We can avoid that dilemma by using an ANTI JOIN statement in our insert operation. Here’s how that would look instead:

more_data = [(3, 'Opie', 'Griffith'), (4, 'Barney', 'Fife'), (5, 'Floyd', 'Lawson'), (6, 'Gomer', 'Pyle'), (7, 'Otis', 'Campbell')]
df = spark.createDataFrame(more_data, ['person_id', 'fname', 'lname'])

# write our new dataset to a temporary table
df.createOrReplaceTempView('people_table_tmp')

# now, craft our INSERT statement to "ANTI JOIN" the temp table to the destination table and only write the delta
antijoin_qry = """INSERT INTO my_db.people_table 
    SELECT t.person_id, t.fname, t.lname 
    FROM (SELECT person_id, fname, lname FROM people_table_tmp a LEFT ANTI JOIN my_db.people_table b ON (a.person_id=b.person_id)) t"""

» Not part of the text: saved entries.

PR #15749, opened 2026-09-06
Correct folded branch commit rings

krlvi:
FYI @PavelLaptev

## Context

In Lite's branch lists, a folded branch containing one or two commits always shows three circles despite the commit count. The rail overstates how many commits are hidden, so users have to rely on the numeric count or unfold the branch.

## Change

Show one ring for one hidden commit, two for two, and the compact three-ring group for larger counts. Both workspace and unapplied branch lists supply their existing commit count. Preserve numeric counts, unfolding, colors, graph connectors, and the three-ring fallback when the count is unknown.

### DIFF
--- a/apps/lite/ui/src/components/GraphSegment.test.tsx
+++ b/apps/lite/ui/src/components/GraphSegment.test.tsx
@@ -1,0 +1,44 @@
+/** @vitest-environment jsdom */
+
+import { GraphSegment } from "./GraphSegment.tsx";
+import { renderToStaticMarkup } from "react-dom/server";
+import { describe, expect, it } from "vitest";
+
+const render = (groupCount?: number) => {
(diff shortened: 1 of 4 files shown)


PavelLaptev:
@krlvi As we previously discussed, the folded ring doesn't count the number of commits, it just indicates whether the branch is folded or not. If there is only one commit, it will always show a single dot, making it hard to understand if it's folded. There needs to be another solution, which I promised to address in this ticket: https://linear.app/gitbutler/issue/GB-1979/rework-branch-rows-to-fit-pr-and-push-buttons

The branch row will be redesigned anyway.

krlvi:
@PavelLaptev this was the bot that saw the conversation on discord. We can close this PR

PR #15736, opened 2026-09-03
Draw the stacks section as a graph

mtsgrd:
The workspace's stacks section becomes a git graph: the stack cards stay full width, and rails run around them into an upstream section below, with the target's incoming commits and the merge base's history.

**Layout**

- One main line runs up the left into the top card. Every other card, and a target that has moved on, sits one gap to the right and bends onto the line in the gap under it. A row is indented only where the line runs behind it.
- The plan is pure and unit-tested. `Graph/layout.ts` orders the cards, cuts the target line at the stacks' bases, folds long runs (10 rows, then 20 per ask) and emits the SVG paths. `Graph/usePlan.ts` feeds it from the queries and the fold state in `projects/graph.ts`.

**Drawing**

- Rows draw their own rails. `GraphSegment` is two-tone now, so the stretch between two icons takes the lower icon's colour and push states read along the rail.
- Cards draw everything inside their edges: the stub over the floor, and the main line passing behind a forked card.
- One SVG draws only the gaps between cards, from the virtualiser's measurements (`Graph/Rails.tsx`).
- The upstream section draws its own rails in CSS (`Graph/Section.module.css`): it is not virtualised, its folds animate, and the folded target card docks at the scroller's foot.

**Behaviour**

- The target's card folds the incoming commits. Folded, it docks so the news stays in view, and its toggle scrolls to its place before opening.
- The merge base row says how many commits are new, folds the history below the base (loaded a page at a time, forgotten on fold) and carries the Update button.
- Cards and section rows share the applied cursor: arrow keys walk from the cards into the upstream rows, the fold key closes the fold the cursor sits in, and a target commit opens in Details.

Verified with the unit tests in `Graph/layout.test.ts`, the lite gates, and the committed branch alone in a scratch worktree.

🤖 Generated with [Claude Code](https://claude.com/claude-code)

PR #15756, opened 2026-09-06
Dock the merge base row, not the target's card

mtsgrd:
Follow-up to #15736. The merge base row now says how many commits are new and carries Update, so it is the row to keep in view while the stacks scroll.

- The merge base row is sticky while its history is folded. Stuck at the scroller's foot it gets 4px of air all round, a hairline on top, and no line into its chevron, since what scrolls past above is not the line it would claim to come from. At its place it is unchanged. Its toggle scrolls to its place before opening, as the target's card did.
- The target's card stays in flow. It draws the gap under itself, the leg's bend and the main line through it, as a small inline SVG, and the ref row draws its gap the same way. The docked row carries nothing outside its box, so docking needs no scroll tracking: a scroll-state container query tells the row's own pseudo-elements whether it is stuck.
- A row scrolled into view clears the docked row's height.

Verified in a fixture with master five commits ahead: docked over the cards, opened from docked with the scroll landing at the bottom, at its place under the card, and with the incoming card open.

### DIFF
--- a/apps/lite/ui/src/components/GraphSegment.module.css
+++ b/apps/lite/ui/src/components/GraphSegment.module.css
@@ -16,8 +16,7 @@
 	}
 }
 
-/* A stretch of the rail in another status's colour, given by its own status;
-   without one it keeps the glyph's. */
+/* A stretch of the rail in another status's colour; without one, the glyph's. */
 .tone {
 	color: var(--commit-status-color);
 }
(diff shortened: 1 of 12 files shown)


mtsgrd:
### Screenshots

Captured ad hoc at `c4792cb57c` from the `project-with-remote-branches` fixture with three stacks and five commits incoming on `origin/master`. Not part of the screenshot catalogue, so later pushes are not compared against these.

**Merge base folded, docked at the scroller's foot**

merge base docked

**Merge base open, at its place under the target's card**

merge base open

PR #15768, opened 2026-09-07
Push before creating a pull request in Lite

PavelLaptev:
A forge can only open a review on a branch it has. Lite's create-PR form used to answer that by disabling its button whenever the branch or its parent had never been pushed, with nothing saying why. Desktop and the CLI both push first and then create; Lite now does the same.

## What changed

- The publish mutation takes the push the PR has to wait for and runs it ahead of the forge call when any branch down the stack still has something to push. This matches the desktop rule rather than only covering the first push, so the PR always opens against the current commits. Force is used when any of those branches needs it, the same way the sidebar's Push button decides.
- The PR source is the name the branch landed under on the remote, which differs from the local name when the branch tracks another remote.
- A failed push toasts as "Failed to push" rather than "Failed to create pull request", and the push endpoint's caches are invalidated alongside the review ones.
- The button reads "Push and create a PR" while a push is pending, so the extra step is visible before it happens.
- The only remaining disable here is conflicted commits, which cannot be pushed. The target branch now shows the parent by name even before that parent is pushed, since the push covers it.

One case this opens up is handled in the stacked follow-up #15771: a branch with no commits cannot open a PR, since a forge refuses a PR whose head adds nothing to its base, and pushing first would only leave an empty branch on the remote. That PR holds the button on such a branch with the reason in its label.

## Verification

Typecheck, unit tests, oxlint, oxfmt, prettier, and knip are clean. Checked in the dev app on a branch that had never been pushed: the button is enabled and labelled "Push and create a PR", with the target shown as the project's base branch. The push-then-publish path is the same Rust path `but pr new` and the sidebar's Push button already use.

Related: GB-1959, which lists "PR panel, no pull request" as an empty state to design. With the gate gone there is no such state left on applied branches.

## Screenshots

This button

Screenshot 2026-09-07 at 13 22 38

### DIFF
--- a/apps/lite/ui/src/api/mutations.ts
+++ b/apps/lite/ui/src/api/mutations.ts
@@ -52,9 +52,7 @@ import type {
 	TreeChange,
 } from "@gitbutler/but-sdk";
 import { type QueryClient, useMutation, useQueryClient } from "@tanstack/react-query";
-import type { PayloadFor } from "#electron/ipc.ts";
 import type { GUISettings } from "#electron/settings.ts";
-import { invalidateDeclared } from "#ui/api/tags.ts";
 import { moveDraftPR } from "#ui/pr.ts";
 import { presentableOperation } from "#ui/snapshot.ts";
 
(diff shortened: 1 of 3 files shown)


apps/lite/ui/src/api/mutations.ts
```diff
@@ -215,12 +217,70 @@ export const useBranchCheckoutNew = () => {
...
+}
+
+/**
+ * Creates a pull request, pushing the branch and its ancestors first when
+ * `push` says any of them still has something to push — a forge can only
+ * open a review on a branch it has. The PR's source is then the name the
+ * branch landed under on the remote, which differs from the local one when
+ * the branch tracks another remote.
+ */
+export const usePublishReview = (projectId: string) => {
```
samhh: At first glance it'd be cleaner not to prescribe pushing in this hook and handle this UX dependency at the call sites instead.

PavelLaptev: Agreed, done in 314e801093. `usePublishReview` is back to its plain shape and the form runs the existing push hook first, then publishes on its result. That also drops the custom error class, the hand-written toast and the manual invalidation, and the sidebar now sees the push under its own mutation key while it runs.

# execute that anti join statement
spark.sql(antijoin_qry)

# cleanup by dropping the temp table
spark.catalog.dropTempView('people_table_tmp')

And the results:

>>> spark.sql('SELECT * FROM my_db.people_table ORDER BY person_id').show()
+---------+------+--------+
|person_id| fname|   lname|
+---------+------+--------+
|        1|  Andy|Griffith|
|        2|   Bee|  Taylor|
|        3|  Opie|Griffith|
|        4|Barney|    Fife|
|        5| Floyd|  Lawson|
|        6| Gomer|    Pyle|
|        7|  Otis|Campbell|
+---------+------+--------+

Wow! Looks so much better. So, if you suffer from duplicate data in your Hive tables, give ANTI JOIN a try!